+++ SOURCE DATA
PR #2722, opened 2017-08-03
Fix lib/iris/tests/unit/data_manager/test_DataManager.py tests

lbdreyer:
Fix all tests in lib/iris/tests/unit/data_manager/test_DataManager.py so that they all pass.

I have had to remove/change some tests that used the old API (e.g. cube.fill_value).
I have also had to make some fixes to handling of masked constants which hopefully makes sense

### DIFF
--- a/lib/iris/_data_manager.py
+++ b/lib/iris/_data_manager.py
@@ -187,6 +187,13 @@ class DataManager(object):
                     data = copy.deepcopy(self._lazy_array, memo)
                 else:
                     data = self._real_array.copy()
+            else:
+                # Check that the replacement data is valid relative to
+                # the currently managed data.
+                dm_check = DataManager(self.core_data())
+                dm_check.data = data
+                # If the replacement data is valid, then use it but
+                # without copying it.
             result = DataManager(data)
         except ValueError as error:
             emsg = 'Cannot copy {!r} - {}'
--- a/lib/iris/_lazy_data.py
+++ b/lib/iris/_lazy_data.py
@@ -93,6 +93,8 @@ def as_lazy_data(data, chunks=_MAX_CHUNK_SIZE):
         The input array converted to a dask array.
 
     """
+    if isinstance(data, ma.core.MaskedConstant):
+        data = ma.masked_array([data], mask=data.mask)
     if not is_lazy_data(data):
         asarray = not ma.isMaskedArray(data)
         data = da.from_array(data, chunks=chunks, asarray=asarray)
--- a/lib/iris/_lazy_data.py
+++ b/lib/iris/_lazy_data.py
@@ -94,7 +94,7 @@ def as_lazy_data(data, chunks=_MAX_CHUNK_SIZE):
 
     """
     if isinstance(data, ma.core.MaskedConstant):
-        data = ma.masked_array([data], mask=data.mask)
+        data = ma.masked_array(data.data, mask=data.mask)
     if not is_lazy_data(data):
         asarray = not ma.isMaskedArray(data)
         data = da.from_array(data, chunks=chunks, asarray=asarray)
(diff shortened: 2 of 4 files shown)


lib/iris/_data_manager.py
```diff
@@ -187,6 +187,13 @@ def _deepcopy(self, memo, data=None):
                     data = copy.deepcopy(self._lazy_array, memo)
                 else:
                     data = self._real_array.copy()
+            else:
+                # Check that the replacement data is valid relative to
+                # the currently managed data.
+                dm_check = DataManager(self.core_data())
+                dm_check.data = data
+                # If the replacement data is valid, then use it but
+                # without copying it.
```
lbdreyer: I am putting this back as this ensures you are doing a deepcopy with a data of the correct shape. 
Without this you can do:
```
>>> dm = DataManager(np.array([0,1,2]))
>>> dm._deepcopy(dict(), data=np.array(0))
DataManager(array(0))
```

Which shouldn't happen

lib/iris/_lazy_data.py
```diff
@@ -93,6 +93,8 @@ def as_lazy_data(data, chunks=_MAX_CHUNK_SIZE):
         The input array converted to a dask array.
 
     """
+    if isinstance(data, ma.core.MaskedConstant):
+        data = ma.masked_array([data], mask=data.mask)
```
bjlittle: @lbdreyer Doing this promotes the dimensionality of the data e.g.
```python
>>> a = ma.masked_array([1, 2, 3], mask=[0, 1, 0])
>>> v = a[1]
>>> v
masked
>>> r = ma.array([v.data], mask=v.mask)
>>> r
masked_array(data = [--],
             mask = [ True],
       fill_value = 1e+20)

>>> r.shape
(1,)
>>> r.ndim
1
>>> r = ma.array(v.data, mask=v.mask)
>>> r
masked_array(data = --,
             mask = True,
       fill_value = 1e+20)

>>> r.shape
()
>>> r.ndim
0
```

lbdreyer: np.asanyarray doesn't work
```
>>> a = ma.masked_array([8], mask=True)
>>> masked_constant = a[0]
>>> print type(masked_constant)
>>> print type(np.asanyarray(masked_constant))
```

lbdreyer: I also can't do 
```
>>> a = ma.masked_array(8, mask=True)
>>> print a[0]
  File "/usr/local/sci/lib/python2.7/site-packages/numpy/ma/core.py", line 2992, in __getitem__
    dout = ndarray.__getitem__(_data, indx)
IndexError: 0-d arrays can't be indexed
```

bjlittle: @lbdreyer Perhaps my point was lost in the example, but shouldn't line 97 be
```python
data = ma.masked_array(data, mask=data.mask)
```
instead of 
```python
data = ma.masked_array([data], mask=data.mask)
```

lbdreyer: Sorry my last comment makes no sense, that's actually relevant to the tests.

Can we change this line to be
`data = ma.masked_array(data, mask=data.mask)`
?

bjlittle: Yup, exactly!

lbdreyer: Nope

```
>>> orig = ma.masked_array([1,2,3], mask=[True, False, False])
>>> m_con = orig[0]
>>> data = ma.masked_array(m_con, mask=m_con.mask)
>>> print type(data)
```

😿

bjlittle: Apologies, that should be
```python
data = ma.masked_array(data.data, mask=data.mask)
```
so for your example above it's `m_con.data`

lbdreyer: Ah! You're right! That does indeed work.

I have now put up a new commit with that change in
++++++
+++ SOURCE DATA
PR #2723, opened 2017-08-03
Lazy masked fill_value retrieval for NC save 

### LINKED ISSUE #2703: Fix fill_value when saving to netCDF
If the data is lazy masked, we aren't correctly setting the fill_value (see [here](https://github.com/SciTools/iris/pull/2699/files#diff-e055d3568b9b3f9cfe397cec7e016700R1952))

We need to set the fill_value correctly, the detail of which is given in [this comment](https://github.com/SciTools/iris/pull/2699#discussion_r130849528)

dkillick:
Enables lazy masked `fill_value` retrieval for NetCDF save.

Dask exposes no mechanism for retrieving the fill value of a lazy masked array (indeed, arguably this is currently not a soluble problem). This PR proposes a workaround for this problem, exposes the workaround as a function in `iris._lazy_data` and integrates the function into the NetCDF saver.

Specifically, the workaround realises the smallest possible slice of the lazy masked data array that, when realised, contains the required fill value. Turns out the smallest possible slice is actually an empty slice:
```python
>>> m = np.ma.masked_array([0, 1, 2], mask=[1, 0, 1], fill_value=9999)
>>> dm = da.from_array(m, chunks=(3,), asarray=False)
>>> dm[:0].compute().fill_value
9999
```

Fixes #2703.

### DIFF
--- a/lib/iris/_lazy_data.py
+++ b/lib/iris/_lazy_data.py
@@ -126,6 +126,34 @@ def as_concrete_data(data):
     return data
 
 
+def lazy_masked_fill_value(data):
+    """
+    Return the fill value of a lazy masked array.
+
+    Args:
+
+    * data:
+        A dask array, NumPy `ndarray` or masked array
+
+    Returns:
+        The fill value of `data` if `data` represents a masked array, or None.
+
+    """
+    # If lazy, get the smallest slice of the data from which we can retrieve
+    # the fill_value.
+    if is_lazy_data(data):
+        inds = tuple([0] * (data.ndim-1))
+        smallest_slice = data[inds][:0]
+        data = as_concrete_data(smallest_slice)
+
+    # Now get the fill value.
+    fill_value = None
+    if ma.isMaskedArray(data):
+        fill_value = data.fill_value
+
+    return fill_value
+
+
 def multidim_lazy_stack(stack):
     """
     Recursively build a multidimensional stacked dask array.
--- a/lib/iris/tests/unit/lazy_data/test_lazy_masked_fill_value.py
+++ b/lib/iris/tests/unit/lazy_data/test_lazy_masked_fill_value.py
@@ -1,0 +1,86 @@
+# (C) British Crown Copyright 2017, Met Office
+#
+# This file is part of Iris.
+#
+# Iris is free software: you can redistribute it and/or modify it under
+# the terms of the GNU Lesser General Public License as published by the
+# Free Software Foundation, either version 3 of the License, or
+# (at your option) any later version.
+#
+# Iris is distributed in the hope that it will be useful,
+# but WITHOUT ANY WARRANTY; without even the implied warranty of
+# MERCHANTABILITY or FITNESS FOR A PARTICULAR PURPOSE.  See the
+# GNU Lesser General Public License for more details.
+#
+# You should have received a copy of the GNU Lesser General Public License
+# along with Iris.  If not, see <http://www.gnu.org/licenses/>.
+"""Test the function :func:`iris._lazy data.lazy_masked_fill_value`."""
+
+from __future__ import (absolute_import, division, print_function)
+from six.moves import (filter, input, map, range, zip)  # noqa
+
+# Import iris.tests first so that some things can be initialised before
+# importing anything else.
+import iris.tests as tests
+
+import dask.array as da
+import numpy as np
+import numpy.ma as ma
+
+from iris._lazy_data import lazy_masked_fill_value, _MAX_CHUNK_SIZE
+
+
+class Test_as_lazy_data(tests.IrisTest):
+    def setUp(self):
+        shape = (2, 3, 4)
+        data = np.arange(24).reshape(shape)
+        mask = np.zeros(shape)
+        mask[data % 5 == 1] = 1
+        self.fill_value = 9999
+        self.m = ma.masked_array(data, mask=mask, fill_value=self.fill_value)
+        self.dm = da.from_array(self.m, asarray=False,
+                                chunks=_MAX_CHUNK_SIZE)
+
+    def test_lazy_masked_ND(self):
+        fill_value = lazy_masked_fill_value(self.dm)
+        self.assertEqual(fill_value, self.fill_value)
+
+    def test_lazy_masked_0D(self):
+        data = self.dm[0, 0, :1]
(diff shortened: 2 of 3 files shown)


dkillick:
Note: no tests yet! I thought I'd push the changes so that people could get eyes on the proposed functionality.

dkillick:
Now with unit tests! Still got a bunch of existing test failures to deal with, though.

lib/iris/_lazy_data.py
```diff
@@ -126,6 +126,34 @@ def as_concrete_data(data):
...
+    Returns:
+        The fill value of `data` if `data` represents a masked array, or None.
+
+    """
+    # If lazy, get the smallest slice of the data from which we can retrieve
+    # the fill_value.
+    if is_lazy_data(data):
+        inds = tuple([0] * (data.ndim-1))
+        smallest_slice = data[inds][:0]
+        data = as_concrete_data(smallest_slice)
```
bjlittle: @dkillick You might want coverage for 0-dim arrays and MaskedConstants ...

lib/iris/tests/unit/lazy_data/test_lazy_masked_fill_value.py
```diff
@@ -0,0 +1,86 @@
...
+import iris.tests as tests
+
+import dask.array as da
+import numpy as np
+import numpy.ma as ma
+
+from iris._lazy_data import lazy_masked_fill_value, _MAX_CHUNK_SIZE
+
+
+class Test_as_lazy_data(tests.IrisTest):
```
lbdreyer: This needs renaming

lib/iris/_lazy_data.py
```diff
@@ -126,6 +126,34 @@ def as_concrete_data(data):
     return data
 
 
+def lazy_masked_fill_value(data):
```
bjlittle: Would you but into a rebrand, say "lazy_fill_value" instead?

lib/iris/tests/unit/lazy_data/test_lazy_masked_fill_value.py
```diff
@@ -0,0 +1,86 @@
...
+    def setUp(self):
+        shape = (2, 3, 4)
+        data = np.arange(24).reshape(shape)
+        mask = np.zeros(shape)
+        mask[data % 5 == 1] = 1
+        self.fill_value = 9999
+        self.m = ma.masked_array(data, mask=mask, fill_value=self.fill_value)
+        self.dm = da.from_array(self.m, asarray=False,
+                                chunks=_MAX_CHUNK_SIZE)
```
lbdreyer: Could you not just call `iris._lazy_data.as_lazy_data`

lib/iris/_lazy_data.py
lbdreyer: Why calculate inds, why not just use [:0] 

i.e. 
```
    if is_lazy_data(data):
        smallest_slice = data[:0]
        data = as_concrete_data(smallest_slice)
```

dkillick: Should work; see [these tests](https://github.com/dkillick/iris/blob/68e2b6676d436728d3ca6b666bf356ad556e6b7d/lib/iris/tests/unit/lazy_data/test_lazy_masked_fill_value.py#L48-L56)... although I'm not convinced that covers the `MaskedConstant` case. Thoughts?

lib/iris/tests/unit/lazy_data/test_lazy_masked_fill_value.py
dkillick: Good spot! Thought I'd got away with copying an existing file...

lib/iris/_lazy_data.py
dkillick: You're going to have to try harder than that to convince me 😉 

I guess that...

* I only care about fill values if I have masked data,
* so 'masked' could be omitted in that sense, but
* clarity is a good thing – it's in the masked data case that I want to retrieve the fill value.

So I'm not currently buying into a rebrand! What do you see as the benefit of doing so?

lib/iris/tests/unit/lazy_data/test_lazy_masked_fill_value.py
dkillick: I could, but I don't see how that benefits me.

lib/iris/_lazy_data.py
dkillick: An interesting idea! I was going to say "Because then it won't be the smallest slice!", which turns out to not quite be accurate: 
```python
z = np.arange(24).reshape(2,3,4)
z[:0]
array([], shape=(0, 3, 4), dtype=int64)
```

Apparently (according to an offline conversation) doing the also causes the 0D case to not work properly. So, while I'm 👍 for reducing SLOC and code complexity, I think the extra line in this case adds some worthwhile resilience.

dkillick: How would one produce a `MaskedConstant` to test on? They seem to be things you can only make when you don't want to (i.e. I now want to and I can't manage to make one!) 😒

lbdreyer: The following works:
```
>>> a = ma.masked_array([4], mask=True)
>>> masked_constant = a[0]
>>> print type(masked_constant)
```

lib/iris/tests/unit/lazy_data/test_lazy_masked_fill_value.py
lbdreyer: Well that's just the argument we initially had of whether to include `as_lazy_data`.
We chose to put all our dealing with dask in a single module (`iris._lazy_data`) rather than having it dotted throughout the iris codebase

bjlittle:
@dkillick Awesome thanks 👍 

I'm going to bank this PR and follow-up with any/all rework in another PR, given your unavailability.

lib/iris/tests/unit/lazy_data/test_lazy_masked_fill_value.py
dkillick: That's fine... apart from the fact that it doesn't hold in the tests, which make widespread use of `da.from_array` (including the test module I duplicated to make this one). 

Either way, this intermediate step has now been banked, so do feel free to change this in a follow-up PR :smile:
++++++
— HOW TO COMPLETE THIS TASK —
Starting at the line that contains "lbdreyer: I also can't do" and stopping after the line that contains "I have now put", write out every line exactly as it appears above, and no other line.

— THE COMPLETED TASK —
lbdreyer: I also can't do 
```
>>> a = ma.masked_array(8, mask=True)
>>> print a[0]
  File "/usr/local/sci/lib/python2.7/site-packages/numpy/ma/core.py", line 2992, in __getitem__
    dout = ndarray.__getitem__(_data, indx)
IndexError: 0-d arrays can't be indexed
```

bjlittle: @lbdreyer Perhaps my point was lost in the example, but shouldn't line 97 be
```python
data = ma.masked_array(data, mask=data.mask)
```
instead of 
```python
data = ma.masked_array([data], mask=data.mask)
```

lbdreyer: Sorry my last comment makes no sense, that's actually relevant to the tests.

Can we change this line to be
`data = ma.masked_array(data, mask=data.mask)`
?

bjlittle: Yup, exactly!

lbdreyer: Nope

```
>>> orig = ma.masked_array([1,2,3], mask=[True, False, False])
>>> m_con = orig[0]
>>> data = ma.masked_array(m_con, mask=m_con.mask)
>>> print type(data)
```

😿

bjlittle: Apologies, that should be
```python
data = ma.masked_array(data.data, mask=data.mask)
```
so for your example above it's `m_con.data`

lbdreyer: Ah! You're right! That does indeed work.

I have now put up a new commit with that change in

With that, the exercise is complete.